Task goal:
Output, without any change, the listing below from its opening line up to and including the line with "Tested for templated".

Records provided:
PR #1228, opened 2024-03-27
Add SMTP for sending emails

vs704vs:
## Tests
Tested for templated mails in user.go, userauth.go, stripe.go, public_collection.go, playstore.go, admin.go, email_notification.go

Screenshots for all the templates - [https://drive.google.com/drive/folders/1f7BjM5MHicRUbr5jlCe2-4MGz7s1moLw?usp=sharing](url)

### DIFF
--- a/server/configurations/local.yaml
+++ b/server/configurations/local.yaml
@@ -157,21 +157,28 @@ key:
 jwt:
     secret: i2DecQmfGreG6q1vBj5tCokhlN41gcfS2cjOs9Po-u8=
 
+# SMTP configuration (optional)
+#
+# Configure credentials here for sending mails from museum (e.g. OTP emails).
+#
+# The smtp credentials will be used if the host is specified. Otherwise it will
+# try to use the transmail credentials. Ideally, one of smtp or transmail should
+# be configured for a production instance.
+smtp:
+    host:
+    port:
+    username:
+    password:
+
 # Zoho Zeptomail config (optional)
-# Use case: Sending emails
+#
+# This is an alternative to the `smtp` configuration for sending emails. If this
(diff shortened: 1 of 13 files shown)


server/configurations/local.yaml
```diff
@@ -164,6 +164,15 @@ transmail:
     # Mail agent: dev
     key:
 
+# AWS SES
+# Use case: Sending mails
+ses-smtp:
```
vishnukvmd: Since we are using plain simple SMTP, we could remove the SES prefix

server/pkg/utils/email/email.go
```diff
@@ -18,6 +19,69 @@ import (
 	"github.com/spf13/viper"
 )
 
+func SendSES(toEmails []string, fromName string, fromEmail string, subject string, htmlBody string, inlineImages []map[string]interface{}) error {
```
vishnukvmd: Since this is a private method, the convention is to start with a smaller case. Also, we could call it `sendViaSMTP` (again discarding the reference to SES)

server/pkg/utils/email/email.go
```diff
@@ -18,6 +19,69 @@ import (
 	"github.com/spf13/viper"
 )
 
+func sendViaSMTP(toEmails []string, fromName string, fromEmail string, subject string, htmlBody string, inlineImages []map[string]interface{}) error {
```
vishnukvmd, line 32: nit: It's nice to push private methods to the bottom of the file, so that if you're using an IDE that shows an outline of the methods within the file, you can easily find out the public APIs it exposes

mnvr (approved):

PR #1278, opened 2024-04-01
[mobile][photos] Prepare for release v0.8.73

ashilkn:


mobile/lib/services/update_service.dart
```diff
@@ -16,7 +16,7 @@ class UpdateService {
   static final UpdateService instance = UpdateService._privateConstructor();
   static const kUpdateAvailableShownTimeKey = "update_available_shown_time_key";
   static const changeLogVersionKey = "update_change_log_key";
-  static const currentChangeLogVersion = 16;
+  static const currentChangeLogVersion = 17;
```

Exercise output:
PR #1228, opened 2024-03-27
Add SMTP for sending emails

vs704vs:
## Tests
Tested for templated mails in user.go, userauth.go, stripe.go, public_collection.go, playstore.go, admin.go, email_notification.go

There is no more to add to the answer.